Another class of methods were developed for the linear systems. In an algorithm presented in reference [3], the time domain is divided into a series of subintervals, in which the coefficient matrices are approximated to be constant. Within each subinterval, a modal analysis approach can be applied, and the transient response can be found step by step. A closed form solution procedure is also devised for the steady state response by applying the boundary conditions for periodic motions and by solving a set of linear algebraic equations [4]. This algorithm is further modified in reference [5] with improved computational efficiency. A similar algorithm for steady state response is also proposed in reference [1] based on a multi-step integration scheme. This class of methods cannot be directly applied to solve the non-linear problems.

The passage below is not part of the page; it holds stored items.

PR #515, opened 2019-03-06
Dropdown: Fix ComboBox positioning with shouldDropDirectionUpdate

ItsJonQ:
## Dropdown: Fix ComboBox positioning with shouldDropDirectionUpdate

screen recording 2019-03-06 at 09 46 am

(ComboBox, by default, should always drop down, if defined)

This update fixes the up/down menu position of `ComboBox` based dropdowns
that happens when the list size changes (during filtering).

The solution was to introduce a new prop called `shouldDropDirectionUpdate`.
By default, in `Dropdown`, it resolves to `true`. However, in `ComboBox`,
we'll resolve it to `false`.

The user can adjust this, if required.

`Dropdown` auto positioning works as before:
screen recording 2019-03-06 at 09 45 am

#### Screencast

I recorded a screencast for additional details:

https://www.useloom.com/share/be89d280e6984512a707571e35e15cbc

---

Future enhancement idea:

Ideally, the menu position **should** auto calculate for `ComboBox`, but only on the initial render. Subsequent updates shouldn't change it's positioning. There are more edge cases with this, but I think this is the end-goal.

For now, this "hard coded" solution is simpler and more stable.

### DIFF
--- a/.vscode/settings.json
+++ b/.vscode/settings.json
@@ -22,8 +22,8 @@
   "eslint.enable": true,
   "workbench.colorCustomizations": {
     "statusBar.foreground": "#ffffff",
-    "statusBar.background": "#3197D6",
-    "statusBar.noFolderBackground": "#3197D6",
-    "statusBar.debuggingBackground": "#3197D6"
+    "statusBar.background": "#1292EE",
+    "statusBar.noFolderBackground": "#1292EE",
+    "statusBar.debuggingBackground": "#1292EE"
   }
 }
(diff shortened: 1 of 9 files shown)


ItsJonQ:
## Demo URL

https://deploy-preview-515--hsds-react.netlify.com/?selectedKind=ComboBox&selectedStory=Default&full=0&addons=1&stories=1&panelRight=0&addonPanel=storybooks%2Fstorybook-addon-knobs

.vscode/settings.json
```diff
@@ -22,8 +22,8 @@
   "eslint.enable": true,
   "workbench.colorCustomizations": {
     "statusBar.foreground": "#ffffff",
-    "statusBar.background": "#3197D6",
-    "statusBar.noFolderBackground": "#3197D6",
-    "statusBar.debuggingBackground": "#3197D6"
+    "statusBar.background": "#1292EE",
```
ItsJonQ: New blue 😎

ItsJonQ:
@tinkertrain Thanks!!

This paper presents a new algorithm for solving the general dynamic response of flexible mechanisms. The algorithm is in the same spirit of time domain discretization as of reference [3], but it uses an entirely different scheme. The proposed method is based on a variational approach and employs temporal finite elements. The governing differential equations of motion with time-varying coefficient matrices are first transformed into a weighted integral form in an application of Hamilton's principle. Then the equations of the weak form are discretized in the time domain by applying the finite element in time method. The final set of algebraic equations are obtained, describing system response in terms of a set of temporal nodes of all spatial degrees of freedom of the system.